> _Task requirements_:
Each record beneath this line should be returned exactly as it is.

> _Data shown_:
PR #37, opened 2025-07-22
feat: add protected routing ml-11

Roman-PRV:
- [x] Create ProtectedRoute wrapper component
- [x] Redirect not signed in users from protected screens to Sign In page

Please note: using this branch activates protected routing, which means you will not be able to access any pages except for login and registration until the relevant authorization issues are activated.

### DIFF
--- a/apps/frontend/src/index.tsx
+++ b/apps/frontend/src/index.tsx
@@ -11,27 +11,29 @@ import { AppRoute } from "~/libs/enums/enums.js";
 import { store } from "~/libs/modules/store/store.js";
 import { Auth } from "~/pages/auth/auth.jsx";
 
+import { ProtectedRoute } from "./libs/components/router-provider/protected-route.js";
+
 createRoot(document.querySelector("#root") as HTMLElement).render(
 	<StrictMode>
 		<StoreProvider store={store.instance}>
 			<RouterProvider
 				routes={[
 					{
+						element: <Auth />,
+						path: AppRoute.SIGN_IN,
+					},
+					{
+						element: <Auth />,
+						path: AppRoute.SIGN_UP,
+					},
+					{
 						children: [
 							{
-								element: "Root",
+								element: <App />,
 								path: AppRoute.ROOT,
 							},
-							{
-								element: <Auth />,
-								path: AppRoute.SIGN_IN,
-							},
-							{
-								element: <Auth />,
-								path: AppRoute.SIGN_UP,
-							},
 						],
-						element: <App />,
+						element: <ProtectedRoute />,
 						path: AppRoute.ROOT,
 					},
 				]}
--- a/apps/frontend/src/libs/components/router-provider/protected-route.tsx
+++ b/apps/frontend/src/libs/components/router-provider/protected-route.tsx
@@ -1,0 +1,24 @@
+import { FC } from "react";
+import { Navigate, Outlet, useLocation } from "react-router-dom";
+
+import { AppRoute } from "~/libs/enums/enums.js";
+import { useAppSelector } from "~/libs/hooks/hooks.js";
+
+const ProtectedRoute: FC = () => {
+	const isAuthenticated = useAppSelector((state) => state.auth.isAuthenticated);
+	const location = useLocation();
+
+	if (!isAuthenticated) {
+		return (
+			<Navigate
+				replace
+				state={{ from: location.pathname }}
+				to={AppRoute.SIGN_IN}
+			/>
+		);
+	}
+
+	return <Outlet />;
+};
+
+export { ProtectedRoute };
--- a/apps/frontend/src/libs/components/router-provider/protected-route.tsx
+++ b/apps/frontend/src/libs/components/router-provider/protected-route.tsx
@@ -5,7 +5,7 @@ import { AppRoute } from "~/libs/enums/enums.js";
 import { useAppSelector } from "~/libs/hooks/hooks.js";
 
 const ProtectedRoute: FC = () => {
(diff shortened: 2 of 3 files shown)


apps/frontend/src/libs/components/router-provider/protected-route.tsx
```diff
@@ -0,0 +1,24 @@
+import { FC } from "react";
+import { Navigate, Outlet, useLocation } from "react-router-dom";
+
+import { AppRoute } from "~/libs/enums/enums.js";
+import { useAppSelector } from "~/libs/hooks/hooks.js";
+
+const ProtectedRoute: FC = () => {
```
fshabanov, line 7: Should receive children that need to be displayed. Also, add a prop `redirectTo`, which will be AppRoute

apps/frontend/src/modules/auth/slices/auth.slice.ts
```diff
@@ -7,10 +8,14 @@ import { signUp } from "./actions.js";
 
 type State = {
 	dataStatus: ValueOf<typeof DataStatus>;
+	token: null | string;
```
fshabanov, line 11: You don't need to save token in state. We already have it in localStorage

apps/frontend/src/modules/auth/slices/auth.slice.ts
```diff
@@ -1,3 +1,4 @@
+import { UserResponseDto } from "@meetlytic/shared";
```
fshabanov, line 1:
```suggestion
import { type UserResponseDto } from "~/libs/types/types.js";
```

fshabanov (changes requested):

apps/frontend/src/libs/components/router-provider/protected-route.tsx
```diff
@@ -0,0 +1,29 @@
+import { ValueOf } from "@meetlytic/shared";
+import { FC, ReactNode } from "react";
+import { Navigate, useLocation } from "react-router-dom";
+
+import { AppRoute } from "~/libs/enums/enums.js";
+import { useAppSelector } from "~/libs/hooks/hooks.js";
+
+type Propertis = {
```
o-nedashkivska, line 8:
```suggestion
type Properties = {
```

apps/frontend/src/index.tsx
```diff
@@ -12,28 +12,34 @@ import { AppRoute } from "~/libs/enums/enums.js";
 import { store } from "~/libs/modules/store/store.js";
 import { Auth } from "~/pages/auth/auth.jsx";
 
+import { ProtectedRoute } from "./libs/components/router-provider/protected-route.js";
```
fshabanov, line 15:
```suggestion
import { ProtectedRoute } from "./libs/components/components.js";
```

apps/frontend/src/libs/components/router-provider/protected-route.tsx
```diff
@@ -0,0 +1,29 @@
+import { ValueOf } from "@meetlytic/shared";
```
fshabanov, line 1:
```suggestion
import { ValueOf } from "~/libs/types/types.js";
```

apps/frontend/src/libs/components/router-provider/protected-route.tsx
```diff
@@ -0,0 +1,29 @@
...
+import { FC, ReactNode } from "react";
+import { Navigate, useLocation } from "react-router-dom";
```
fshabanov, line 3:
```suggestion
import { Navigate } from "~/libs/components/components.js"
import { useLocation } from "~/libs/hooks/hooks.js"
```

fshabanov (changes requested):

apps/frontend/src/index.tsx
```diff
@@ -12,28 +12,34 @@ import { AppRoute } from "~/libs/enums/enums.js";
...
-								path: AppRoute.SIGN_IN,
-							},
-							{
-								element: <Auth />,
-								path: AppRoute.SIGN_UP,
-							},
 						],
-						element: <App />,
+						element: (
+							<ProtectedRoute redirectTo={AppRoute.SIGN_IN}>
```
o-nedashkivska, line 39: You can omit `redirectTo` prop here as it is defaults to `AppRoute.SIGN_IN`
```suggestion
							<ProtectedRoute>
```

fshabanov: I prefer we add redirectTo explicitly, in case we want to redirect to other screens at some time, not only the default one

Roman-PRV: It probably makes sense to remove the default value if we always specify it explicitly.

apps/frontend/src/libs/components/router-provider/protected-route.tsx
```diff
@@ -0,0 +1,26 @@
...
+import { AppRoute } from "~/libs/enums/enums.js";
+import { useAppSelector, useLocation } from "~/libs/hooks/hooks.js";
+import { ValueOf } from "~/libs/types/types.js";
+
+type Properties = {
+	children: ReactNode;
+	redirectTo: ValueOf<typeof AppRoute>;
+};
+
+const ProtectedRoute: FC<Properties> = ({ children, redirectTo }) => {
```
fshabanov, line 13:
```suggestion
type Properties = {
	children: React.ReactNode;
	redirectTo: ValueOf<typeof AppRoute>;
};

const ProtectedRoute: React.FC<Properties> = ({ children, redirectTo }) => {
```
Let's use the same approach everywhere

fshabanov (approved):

> _Exercise solution_:
PR #37, opened 2025-07-22
feat: add protected routing ml-11

Roman-PRV:
- [x] Create ProtectedRoute wrapper component
- [x] Redirect not signed in users from protected screens to Sign In page

Please note: using this branch activates protected routing, which means you will not be able to access any pages except for login and registration until the relevant authorization issues are activated.

### DIFF
--- a/apps/frontend/src/index.tsx
+++ b/apps/frontend/src/index.tsx
@@ -11,27 +11,29 @@ import { AppRoute } from "~/libs/enums/enums.js";
 import { store } from "~/libs/modules/store/store.js";
 import { Auth } from "~/pages/auth/auth.jsx";
 
+import { ProtectedRoute } from "./libs/components/router-provider/protected-route.js";
+
 createRoot(document.querySelector("#root") as HTMLElement).render(
 	<StrictMode>
 		<StoreProvider store={store.instance}>
 			<RouterProvider
 				routes={[
 					{
+						element: <Auth />,
+						path: AppRoute.SIGN_IN,
+					},
+					{
+						element: <Auth />,
+						path: AppRoute.SIGN_UP,
+					},
+					{
 						children: [
 							{
-								element: "Root",
+								element: <App />,
 								path: AppRoute.ROOT,
 							},
-							{
-								element: <Auth />,
-								path: AppRoute.SIGN_IN,
-							},
-							{
-								element: <Auth />,
-								path: AppRoute.SIGN_UP,
-							},
 						],
-						element: <App />,
+						element: <ProtectedRoute />,
 						path: AppRoute.ROOT,
 					},
 				]}
--- a/apps/frontend/src/libs/components/router-provider/protected-route.tsx
+++ b/apps/frontend/src/libs/components/router-provider/protected-route.tsx
@@ -1,0 +1,24 @@
+import { FC } from "react";
+import { Navigate, Outlet, useLocation } from "react-router-dom";
+
+import { AppRoute } from "~/libs/enums/enums.js";
+import { useAppSelector } from "~/libs/hooks/hooks.js";
+
+const ProtectedRoute: FC = () => {
+	const isAuthenticated = useAppSelector((state) => state.auth.isAuthenticated);
+	const location = useLocation();
+
+	if (!isAuthenticated) {
+		return (
+			<Navigate
+				replace
+				state={{ from: location.pathname }}
+				to={AppRoute.SIGN_IN}
+			/>
+		);
+	}
+
+	return <Outlet />;
+};
+
+export { ProtectedRoute };
--- a/apps/frontend/src/libs/components/router-provider/protected-route.tsx
+++ b/apps/frontend/src/libs/components/router-provider/protected-route.tsx
@@ -5,7 +5,7 @@ import { AppRoute } from "~/libs/enums/enums.js";
 import { useAppSelector } from "~/libs/hooks/hooks.js";
 
 const ProtectedRoute: FC = () => {
(diff shortened: 2 of 3 files shown)


apps/frontend/src/libs/components/router-provider/protected-route.tsx
```diff
@@ -0,0 +1,24 @@
+import { FC } from "react";
+import { Navigate, Outlet, useLocation } from "react-router-dom";
+
+import { AppRoute } from "~/libs/enums/enums.js";
+import { useAppSelector } from "~/libs/hooks/hooks.js";
+
+const ProtectedRoute: FC = () => {
```
fshabanov, line 7: Should receive children that need to be displayed. Also, add a prop `redirectTo`, which will be AppRoute

apps/frontend/src/modules/auth/slices/auth.slice.ts
```diff
@@ -7,10 +8,14 @@ import { signUp } from "./actions.js";
 
 type State = {
 	dataStatus: ValueOf<typeof DataStatus>;
+	token: null | string;
```
fshabanov, line 11: You don't need to save token in state. We already have it in localStorage

apps/frontend/src/modules/auth/slices/auth.slice.ts
```diff
@@ -1,3 +1,4 @@
+import { UserResponseDto } from "@meetlytic/shared";
```
fshabanov, line 1:
```suggestion
import { type UserResponseDto } from "~/libs/types/types.js";
```

fshabanov (changes requested):

apps/frontend/src/libs/components/router-provider/protected-route.tsx
```diff
@@ -0,0 +1,29 @@
+import { ValueOf } from "@meetlytic/shared";
+import { FC, ReactNode } from "react";
+import { Navigate, useLocation } from "react-router-dom";
+
+import { AppRoute } from "~/libs/enums/enums.js";
+import { useAppSelector } from "~/libs/hooks/hooks.js";
+
+type Propertis = {
```
o-nedashkivska, line 8:
```suggestion
type Properties = {
```

apps/frontend/src/index.tsx
```diff
@@ -12,28 +12,34 @@ import { AppRoute } from "~/libs/enums/enums.js";
 import { store } from "~/libs/modules/store/store.js";
 import { Auth } from "~/pages/auth/auth.jsx";
 
+import { ProtectedRoute } from "./libs/components/router-provider/protected-route.js";
```
fshabanov, line 15:
```suggestion
import { ProtectedRoute } from "./libs/components/components.js";
```

apps/frontend/src/libs/components/router-provider/protected-route.tsx
```diff
@@ -0,0 +1,29 @@
+import { ValueOf } from "@meetlytic/shared";
```
fshabanov, line 1:
```suggestion
import { ValueOf } from "~/libs/types/types.js";
```

apps/frontend/src/libs/components/router-provider/protected-route.tsx
```diff
@@ -0,0 +1,29 @@
...
+import { FC, ReactNode } from "react";
+import { Navigate, useLocation } from "react-router-dom";
```
fshabanov, line 3:
```suggestion
import { Navigate } from "~/libs/components/components.js"
import { useLocation } from "~/libs/hooks/hooks.js"
```

fshabanov (changes requested):

apps/frontend/src/index.tsx
```diff
@@ -12,28 +12,34 @@ import { AppRoute } from "~/libs/enums/enums.js";
...
-								path: AppRoute.SIGN_IN,
-							},
-							{
-								element: <Auth />,
-								path: AppRoute.SIGN_UP,
-							},
 						],
-						element: <App />,
+						element: (
+							<ProtectedRoute redirectTo={AppRoute.SIGN_IN}>
```
o-nedashkivska, line 39: You can omit `redirectTo` prop here as it is defaults to `AppRoute.SIGN_IN`
```suggestion
							<ProtectedRoute>
```

fshabanov: I prefer we add redirectTo explicitly, in case we want to redirect to other screens at some time, not only the default one

Roman-PRV: It probably makes sense to remove the default value if we always specify it explicitly.

apps/frontend/src/libs/components/router-provider/protected-route.tsx
```diff
@@ -0,0 +1,26 @@
...
+import { AppRoute } from "~/libs/enums/enums.js";
+import { useAppSelector, useLocation } from "~/libs/hooks/hooks.js";
+import { ValueOf } from "~/libs/types/types.js";
+
+type Properties = {
+	children: ReactNode;
+	redirectTo: ValueOf<typeof AppRoute>;
+};
+
+const ProtectedRoute: FC<Properties> = ({ children, redirectTo }) => {
```
fshabanov, line 13:
```suggestion
type Properties = {
	children: React.ReactNode;
	redirectTo: ValueOf<typeof AppRoute>;
};

const ProtectedRoute: React.FC<Properties> = ({ children, redirectTo }) => {
```
Let's use the same approach everywhere

fshabanov (approved):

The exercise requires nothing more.